## Exercise aim
Please repeat the line that has "PR #266, opened 2023-05-25" and all lines after it, exactly as they appear, through the end of the entries.

(Stored items)

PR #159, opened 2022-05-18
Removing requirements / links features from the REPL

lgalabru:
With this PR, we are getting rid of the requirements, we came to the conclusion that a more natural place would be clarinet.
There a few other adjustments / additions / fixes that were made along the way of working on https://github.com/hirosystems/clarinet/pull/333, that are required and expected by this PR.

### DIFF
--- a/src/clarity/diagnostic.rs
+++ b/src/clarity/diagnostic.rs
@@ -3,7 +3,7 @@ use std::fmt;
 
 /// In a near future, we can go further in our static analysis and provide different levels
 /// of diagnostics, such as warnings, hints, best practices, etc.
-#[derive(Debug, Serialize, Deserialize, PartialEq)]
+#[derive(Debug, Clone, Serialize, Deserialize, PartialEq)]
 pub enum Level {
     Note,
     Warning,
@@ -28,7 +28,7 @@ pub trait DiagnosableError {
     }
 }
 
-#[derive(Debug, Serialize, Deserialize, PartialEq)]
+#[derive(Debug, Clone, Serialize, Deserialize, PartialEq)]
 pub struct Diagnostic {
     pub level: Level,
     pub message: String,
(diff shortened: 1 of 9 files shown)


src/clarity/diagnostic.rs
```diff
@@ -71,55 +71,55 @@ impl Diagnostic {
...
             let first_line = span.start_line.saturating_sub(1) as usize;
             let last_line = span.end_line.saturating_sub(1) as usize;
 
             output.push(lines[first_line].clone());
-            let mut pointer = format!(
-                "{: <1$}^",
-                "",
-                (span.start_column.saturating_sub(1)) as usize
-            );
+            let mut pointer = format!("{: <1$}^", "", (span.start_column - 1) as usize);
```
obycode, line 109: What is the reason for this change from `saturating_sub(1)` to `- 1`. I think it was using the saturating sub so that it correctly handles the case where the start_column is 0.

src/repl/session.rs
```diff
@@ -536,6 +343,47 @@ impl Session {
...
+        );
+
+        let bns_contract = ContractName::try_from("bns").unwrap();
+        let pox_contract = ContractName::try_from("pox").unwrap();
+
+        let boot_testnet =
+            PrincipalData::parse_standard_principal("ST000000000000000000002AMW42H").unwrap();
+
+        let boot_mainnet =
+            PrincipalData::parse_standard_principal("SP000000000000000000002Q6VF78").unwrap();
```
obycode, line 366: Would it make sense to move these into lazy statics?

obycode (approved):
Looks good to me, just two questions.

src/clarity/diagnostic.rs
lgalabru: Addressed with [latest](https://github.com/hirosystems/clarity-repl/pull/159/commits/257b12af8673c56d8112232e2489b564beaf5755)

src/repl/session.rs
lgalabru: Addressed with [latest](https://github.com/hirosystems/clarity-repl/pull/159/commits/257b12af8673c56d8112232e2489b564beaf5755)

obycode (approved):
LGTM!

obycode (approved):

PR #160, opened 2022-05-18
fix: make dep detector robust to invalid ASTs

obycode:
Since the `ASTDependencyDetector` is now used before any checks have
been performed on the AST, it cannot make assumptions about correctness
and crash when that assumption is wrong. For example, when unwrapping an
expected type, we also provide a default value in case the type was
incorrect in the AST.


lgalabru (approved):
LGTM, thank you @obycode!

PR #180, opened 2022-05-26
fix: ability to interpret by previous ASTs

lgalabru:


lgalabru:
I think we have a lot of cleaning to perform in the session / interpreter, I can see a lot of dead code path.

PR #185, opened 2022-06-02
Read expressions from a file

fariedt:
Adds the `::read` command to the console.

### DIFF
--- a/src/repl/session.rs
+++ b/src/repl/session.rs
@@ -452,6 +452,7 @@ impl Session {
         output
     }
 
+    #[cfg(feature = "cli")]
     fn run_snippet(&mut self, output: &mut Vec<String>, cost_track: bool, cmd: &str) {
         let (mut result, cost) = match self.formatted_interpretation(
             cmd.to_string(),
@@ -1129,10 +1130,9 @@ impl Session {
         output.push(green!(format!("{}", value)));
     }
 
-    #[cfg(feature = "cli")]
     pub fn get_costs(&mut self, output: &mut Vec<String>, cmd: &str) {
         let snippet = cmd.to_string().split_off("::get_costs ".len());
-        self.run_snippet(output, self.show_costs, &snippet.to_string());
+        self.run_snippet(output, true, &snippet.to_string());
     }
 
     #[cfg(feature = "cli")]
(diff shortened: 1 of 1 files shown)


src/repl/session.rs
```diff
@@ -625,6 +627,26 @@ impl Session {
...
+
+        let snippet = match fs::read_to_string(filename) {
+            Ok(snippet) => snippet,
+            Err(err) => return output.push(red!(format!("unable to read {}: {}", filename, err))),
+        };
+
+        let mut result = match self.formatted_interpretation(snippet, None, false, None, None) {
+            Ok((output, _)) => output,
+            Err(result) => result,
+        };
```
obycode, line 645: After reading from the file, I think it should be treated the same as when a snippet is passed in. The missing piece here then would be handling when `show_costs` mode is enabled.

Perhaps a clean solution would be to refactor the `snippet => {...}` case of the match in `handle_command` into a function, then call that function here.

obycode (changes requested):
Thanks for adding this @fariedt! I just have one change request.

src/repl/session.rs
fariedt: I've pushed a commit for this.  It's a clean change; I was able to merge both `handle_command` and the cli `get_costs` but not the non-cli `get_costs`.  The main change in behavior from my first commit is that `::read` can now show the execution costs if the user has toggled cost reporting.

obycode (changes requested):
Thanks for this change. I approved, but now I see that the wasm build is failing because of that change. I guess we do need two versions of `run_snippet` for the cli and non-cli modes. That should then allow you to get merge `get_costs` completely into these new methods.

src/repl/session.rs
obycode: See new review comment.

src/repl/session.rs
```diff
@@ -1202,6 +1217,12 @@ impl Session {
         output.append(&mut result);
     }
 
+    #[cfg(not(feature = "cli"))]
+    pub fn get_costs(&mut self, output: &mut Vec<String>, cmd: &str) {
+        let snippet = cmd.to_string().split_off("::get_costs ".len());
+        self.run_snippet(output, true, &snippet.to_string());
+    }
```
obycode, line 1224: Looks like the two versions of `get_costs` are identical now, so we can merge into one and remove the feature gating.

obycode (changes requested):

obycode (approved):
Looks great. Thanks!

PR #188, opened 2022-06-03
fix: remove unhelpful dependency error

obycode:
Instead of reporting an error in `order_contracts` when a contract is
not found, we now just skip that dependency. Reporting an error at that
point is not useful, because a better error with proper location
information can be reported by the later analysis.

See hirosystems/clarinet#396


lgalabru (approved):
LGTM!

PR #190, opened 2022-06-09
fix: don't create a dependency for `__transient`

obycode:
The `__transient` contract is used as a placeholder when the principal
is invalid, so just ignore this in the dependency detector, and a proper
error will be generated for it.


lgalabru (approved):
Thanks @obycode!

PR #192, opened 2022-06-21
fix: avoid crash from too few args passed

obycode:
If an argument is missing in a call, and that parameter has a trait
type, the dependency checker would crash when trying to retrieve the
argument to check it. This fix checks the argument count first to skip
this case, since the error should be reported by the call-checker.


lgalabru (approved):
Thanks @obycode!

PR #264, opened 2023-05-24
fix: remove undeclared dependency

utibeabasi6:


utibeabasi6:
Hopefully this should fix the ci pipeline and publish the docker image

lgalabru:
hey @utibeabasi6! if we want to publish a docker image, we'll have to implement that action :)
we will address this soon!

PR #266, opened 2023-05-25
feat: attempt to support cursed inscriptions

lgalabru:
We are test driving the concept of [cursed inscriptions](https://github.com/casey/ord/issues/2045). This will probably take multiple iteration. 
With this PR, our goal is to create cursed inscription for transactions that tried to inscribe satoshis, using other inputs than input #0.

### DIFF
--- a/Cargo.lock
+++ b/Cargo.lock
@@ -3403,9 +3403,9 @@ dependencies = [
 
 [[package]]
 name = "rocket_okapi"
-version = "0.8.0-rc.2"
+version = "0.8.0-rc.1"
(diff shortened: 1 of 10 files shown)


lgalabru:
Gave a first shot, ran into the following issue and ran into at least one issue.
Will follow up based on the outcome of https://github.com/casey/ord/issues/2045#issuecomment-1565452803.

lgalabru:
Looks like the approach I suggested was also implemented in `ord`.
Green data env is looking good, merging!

## Task response
PR #266, opened 2023-05-25
feat: attempt to support cursed inscriptions

lgalabru:
We are test driving the concept of [cursed inscriptions](https://github.com/casey/ord/issues/2045). This will probably take multiple iteration. 
With this PR, our goal is to create cursed inscription for transactions that tried to inscribe satoshis, using other inputs than input #0.

### DIFF
--- a/Cargo.lock
+++ b/Cargo.lock
@@ -3403,9 +3403,9 @@ dependencies = [
 
 [[package]]
 name = "rocket_okapi"
-version = "0.8.0-rc.2"
+version = "0.8.0-rc.1"
(diff shortened: 1 of 10 files shown)


lgalabru:
Gave a first shot, ran into the following issue and ran into at least one issue.
Will follow up based on the outcome of https://github.com/casey/ord/issues/2045#issuecomment-1565452803.

lgalabru:
Looks like the approach I suggested was also implemented in `ord`.
Green data env is looking good, merging!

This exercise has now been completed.